This 401(k) Mistake Could Cost You Over $60K in Retirement Savings
Commitment to Our Readers
GOBankingRates' editorial team is committed to bringing you unbiased reviews and information. We use data-driven methodologies to evaluate financial products and services - our reviews and ratings are not influenced by advertisers. You can read more about our editorial guidelines and our products and services review methodology.
20 Years
Helping You Live Richer
Reviewed
by Experts
Trusted by
Millions of Readers
Many workers with 401(k) plans risk losing thousands in retirement savings simply because they don’t understand how vesting works.
Roughly 44% of 401(k) plans offer immediate full vesting of a company match, according to a Plan Sponsor Council of America survey. That means that over half of all 401(k) plans use a vesting schedule, which means that employees gain ownership of employer matching contributions over a period set by their employer.
However, many employees are unaware of how their 401(k) plan works, including whether or not it has a vesting schedule. This lack of awareness can be costly — a new PensionBee analysis modeled the cost of incomplete vesting schedules on individual retirement savers and found that even partial 401(k) forfeitures can add up to over $61,000 in lost savings by retirement.
Here’s a closer look at what employees need to know about vesting schedules and how this can affect their career strategy.
Check Your Vesting Status Before You Switch Jobs
While the money you deposit into your retirement account belongs to you immediately, your employer’s contributions are a bit more complicated.
“They may be yours now, or they may become yours a little later,” said Romi Savova, CEO of PensionBee. “About half of employer contributions vest over time, which means if you leave your job too soon, you could forfeit some of that money, and the lost compound growth can make it even more costly.”
Employer 401(k) matching is essentially free money — but it’s only free if you walk away with it.
“Double-checking your status will ensure you’re not leaving money on the table when you switch jobs,” Savova said. “HR can share a copy of your summary plan description, a long document you got when you first started.
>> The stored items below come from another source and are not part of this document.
PR #3957, opened 2018-06-27
Enable setting AllowAgentForwarding value

ssbarnea:
Fixes #8590

Signed-off-by: Sorin Sbarnea <ssbarnea@redhat.com>

- [x] Redmine Issue: https://redmine.pfsense.org/issues/8590
- [ ] Ready for review

PR #3993, opened 2018-10-04
Enable setting AllowAgentForwarding value

ssbarnea:
Fixes #8590

- [x] Redmine Issue: https://redmine.pfsense.org/issues/NNNN
- [x] Ready for review

### DIFF
--- a/src/usr/local/www/system_advanced_admin.php
+++ b/src/usr/local/www/system_advanced_admin.php
@@ -261,7 +261,7 @@ if ($_POST) {
 
 		$sshd_agentforwarding = isset($config['system']['ssh']['sshdagentforwarding']);
 		if ($_POST['sshdagentforwarding']) {
-			$config['system']['ssh']['sshdagentforwarding'] = true;
+			$config['system']['ssh']['sshdagentforwarding'] = 'enabled';
 		} else {
 			unset($config['system']['ssh']['sshdagentforwarding']);
 		}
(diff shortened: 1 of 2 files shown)


ssbarnea:
As requested to be raised against master branch on https://github.com/pfsense/pfsense/pull/3957

src/usr/local/www/system_advanced_admin.php
```diff
@@ -252,15 +259,24 @@
...
+		}
+
 		$sshd_port = $config['system']['ssh']['port'];
 		if ($_POST['sshport']) {
 			$config['system']['ssh']['port'] = $_POST['sshport'];
 		} else if (isset($config['system']['ssh']['port'])) {
 			unset($config['system']['ssh']['port']);
 		}
 
+
```
jim-p: There is an extraneous blank line here

src/usr/local/www/system_advanced_admin.php
```diff
@@ -252,15 +259,24 @@
 			unset($config['system']['ssh']['sshdkeyonly']);
 		}
 
+		$sshd_agentforwarding = isset($config['system']['ssh']['sshdagentforwarding']);
+		if ($_POST['sshdagentforwarding']) {
+			$config['system']['ssh']['sshdagentforwarding'] = true;
```
jim-p: For consistency this should be ` = "enabled";`

src/usr/local/www/system_advanced_admin.php
ssbarnea: Not really because this separates the new block from next one, check the suroundings and you will see that the newline is desirable (github diff can confuse here).

src/usr/local/www/system_advanced_admin.php
ssbarnea: Right!

src/usr/local/www/system_advanced_admin.php
jim-p: There was already one blank line, this adds another one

Most provider websites also show your current vested balance, and your HR team can walk you through the details.”
When looking at your summary plan description, pay attention to whether or not you are in a plan with vesting, what kind of vesting schedule you are on — cliff or graded — and what proportion of your funds belong to you and when.
When Leaving a Job Could Cost You Thousands
If your 401(k) is on a vesting schedule, it’s worth taking this into account before switching jobs. This is especially important if your plan has a vesting cliff, where leaving before a vesting milestone means you get nothing.
“If you’re close to a vesting milestone, pushing your end date a few months can save you a lot of money,” Savova said. “Think of it in future terms — the amount you forfeit today would have grown to a substantially larger sum in 30 or 40 years. Of course, career decisions involve many factors, but vesting should always be weighed alongside salary and benefits when considering a move.”
Even with a graded vesting schedule, leaving partway through can add up to a big loss, she added.
Why Vesting Mistakes Are So Common — and Costly
The risks of not paying attention to your vesting schedule are “high — especially for job hoppers,” Savova said.
“Our data shows routine vesting forfeitures can add up to over $60,000 slipping away across your career,” she continued. “The tricky part is that while ignoring vesting schedules is an incredibly costly and common mistake, it’s also largely an invisible one.”
You may not notice the loss right away, or ever.
“That doesn’t stop the losses from quietly snowballing into real money missing from your retirement,” Savova said. “The frustrating part is that these are funds you are entitled to and are often marketed as such. Reading the fine print can help ensure they really do end up yours.”